PR #2284, opened 2026-02-07
Fix VMEM OOM and benchmark issue in Pallas guide

jeffcarp:
Running the [custom kernel guide](https://keras.io/guides/define_custom_kernel/) as-is on TPU v5e will encounter a VMEM compiler OOM in newer versions of JAX:

image

This is caused by newer versions of Pallas in JAX >0.8.0 enabling [double VMEM buffering](https://docs.jax.dev/en/latest/pallas/pipelining.html#pallas-pipelining-api) by default. The guide was rendered with an older version of JAX so it didn't hit this issue.

Additionally, in the guide's benchmark, the non-Pallas vanilla JAX version is unintentionally faster:

```
Benchmarking Matrix Size: 8192x8192
------------------------------
Standard Keras (Matmul + ReLU) Average Latency: 7.811 ms
Pallas Fused (Matmul + ReLU) Average Latency: 35.039 ms
```

(Thanks to [Aditya Kane](https://www.linkedin.com/in/aditya-kane/) for pointing this out)

This PR updates the guide to tile the contracting dimension in the matmul, avoiding the VMEM OOM. After re-rendering on TPU, the benchmark correctly shows the fused Pallas kernel as being faster:

```
Benchmarking Matrix Size: 8192x8192
------------------------------
Standard Keras (Matmul + ReLU) Average Latency: 7.807 ms
Pallas Fused (Matmul + ReLU) Average Latency: 2.240 ms
```

### DIFF
--- a/guides/define_custom_kernel.py
+++ b/guides/define_custom_kernel.py
@@ -203,9 +203,9 @@ def fused_matmul(a, b):
     _, n = b.shape
 
     # Define tile sizes
-    tile_m, tile_n = 128, 128
+    tile_m, tile_k, tile_n = 128, 128, 128
     assert (
-        m % tile_m == 0 and n % tile_n == 0
+        m % tile_m == 0 and k % tile_k == 0 and n % tile_n == 0
     ), "Inputs must be multiples of 128 for this demo"
 
     return pl.pallas_call(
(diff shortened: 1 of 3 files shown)


jeffcarp:
Ah re: Gemini's comments - I didn't realize that's how BlockSpec works, let me investigate and revise a bit. Thanks!

jeffcarp:
Re: the benchmark, I wonder if it's not realistic to demonstrate this on v5e. I increased the VMEM size scoped for this Pallas kernel to circumvent the OOM via:

```
os.environ['JAX_XLA_FLAGS'] = '--xla_tpu_scoped_vmem_limit_kib=20480'
# And within pl.pallas_call:
compiler_params=pl.tpu.CompilerParams(vmem_limit_bytes=20480*1000),
```

And the Pallas kernel is still slower:

```
Benchmarking Matrix Size: 8192x8192
------------------------------
Standard Keras (Matmul + ReLU) Average Latency: 8.009 ms
Pallas Fused (Matmul + ReLU) Average Latency: 26.169 ms
```

It may be that it's impossible to beat XLA at its own game here. I may pivot the tutorial to instead show how to define an MoE layer, which should have a more robust speedup between dense and sparse versions. I'll close this PR until I have that ready.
- - -
What you have to do
Filter the entries above down to the lines that contain "Average".

Answer box
Standard Keras (Matmul + ReLU) Average Latency: 7.811 ms
Pallas Fused (Matmul + ReLU) Average Latency: 35.039 ms
Standard Keras (Matmul + ReLU) Average Latency: 7.807 ms
Pallas Fused (Matmul + ReLU) Average Latency: 2.240 ms
Standard Keras (Matmul + ReLU) Average Latency: 8.009 ms
Pallas Fused (Matmul + ReLU) Average Latency: 26.169 ms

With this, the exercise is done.